BRITAIN should not stand aside in response to the Assad regime's chemical attack but be prepared to take decisive action and play its full part in a strong inter­national response, David Cameron told MPs during an impassioned seven-and-a-half hour Commons debate.

The Prime Minister accepted that, after Iraq, the public was sceptical and war-weary but insisted the situation in Syria was not the same.

"It's not about taking sides in the conflict; it's not about invading. It's not about regime change or indeed working more closely with the Opposition; it's about the large-scale use of chemical weapons and our response to a war crime - nothing else."

He said it was "beyond doubt" the Syrian regime had used chemical weapons and that the evidence about the latest attack, including at least 95 videos, was "right in front of our eyes".

Mr Cameron insisted any ­military action would first have to be approved by another Commons vote and have to be "legal, proportionate and specific" in deterring the further use of chemical weapons.

He accepted there was no one single smoking piece of evidence and that ultimately it was a judgment call but he stressed it was in Britain's national interest that the ban on chemical weapons was upheld.

The PM accepted there was "no 100% certainty about what action might succeed or fail" but warned, given the Assad regime had used chemical weapons, that "if nothing is done, it will conclude it can use these weapons again and again and on a larger scale, and with impunity".

Labour leader Ed Miliband, whose amendment called for a delay until the United Nations inspectors reported, stressed that the UN was "not some inconvenient sideshow" but was vital before any military intervention could took place.

The Labour leader, to murmurs of disbelief from Tory benches, insisted he did not rule out military action but emphasised how any plans had to be carefully scrutinised on the basis of the consequences they would have.

Claiming Mr Cameron had to make a better case for inter­vention, he told the PM: "He cannot say this does not change our stance on Syria, this does not change our stance on the Syrian conflict. Frankly, it would."

Sir Malcolm Rifkind, the former Conservative Foreign Secretary, warned that any failure to act would send the wrong message to Damascus.

"There is no guarantee that a military strike against military targets will work but there is every certainty that, if we don't make that effort to punish and deter, then these actions will indeed continue," he said.

Fellow Tory Liam Fox the former Defence Secretary, said that, while he understood widespread concern about military intervention in Syria, he believed that to do nothing would be an "abdication of our international, legal and moral obligations".

He added: "To do nothing would be interpreted in Damascus as appeasement of a dreadful regime and of the dreadful actions it has carried out. Appeasement has never worked to further the cause of peace in the past.

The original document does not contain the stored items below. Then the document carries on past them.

PR #370, opened 2018-07-25
Pass formula_revisions where needed

giorgiosironi:
Fixes what was seen in https://github.com/elifesciences/lax-formula/pull/30 and moves some logic around to try to avoid omitted arguments. Makes formula builds useless until fixed.


giorgiosironi:
First attempts to make this more robust show `cfn.launch` accepts arguments that are used only in the case of `masterless` and ignored otherwise. Going deeper to fix this problem, which should allow the arguments to be more explicit.

src/buildercore/bootstrap.py
```diff
@@ -447,7 +449,7 @@ def upload_master_configuration(master_stack, master_configuration_data):
 
 @updates('ec2')
 @core.requires_active_stack
-def update_ec2_stack(stackname, context, concurrency=None, formula_revisions=None, **kwargs):
+def update_ec2_stack(stackname, context, concurrency=None, formula_revisions=None):
```
lsh-0: I'm becoming a bit sceptical of funcs accepting a `**splat` these days. Explicit is better than implicit and all that.

src/buildercore/checks.py
```diff
@@ -2,14 +2,30 @@
...
 these should compliment not replicate any project configuration validation."""
 
-from . import project
+from . import core, project
 from .project import repo
 
+class AccessProblem(RuntimeError):
+    pass
+
+class StackAlreadyExistingProblem(RuntimeError):
```
lsh-0: `StackAlreadyExistsProblem` or `ExtantStackProblem` or perhaps just `StackExistsError` might be better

"It will not now and it will not in the future."

But Angus Robertson for the SNP spoke out against swift ­military action, insisting that diplomatic and humanitarian efforts should be the focus of the international community.

"Having been misled on reasons for war in Iraq … the least the UK Government could have done is provided detailed evidence; frankly, it hasn't," he told MPs.

George Galloway, the Respect MP, also warned against UK ­military action, claiming the Syrian rebels definitely had sarin gas and "you don't have to be Einstein" to carry out a chemical attack.

"Russia and China say no to war. So do I and most people in this country," declared the Scot.

Jack Straw, who was Foreign Secretary when the UK joined the US in attacking Iraq in 2003, noted: "We all know - I have the scars about this - how easy it is to get into military action and how difficult it is to get out of it."

In the Lords, Lord Howard, the ex-Conservative leader, argued that Britain must not be paralysed by the Iraq war and risk being humiliated as the US and France intervened in Syria.

But Lord Forsyth, the former Scottish Secretary, said it defied common sense that a military strike on Syria would not lead to the radicalisation of Muslims.

He said pushing ahead with military action would be an act of supreme folly.

Lord Dannatt, former head of the British Army, said he, too, did not support military intervention at this time.

The crossbench peer argued a campaign plan must have a beginning, a middle and an end plus an exit strategy that left Syria in a better position.

He said: "I don't think we know how to do that because the risks, the uncertainties and the unintended consequences are too great."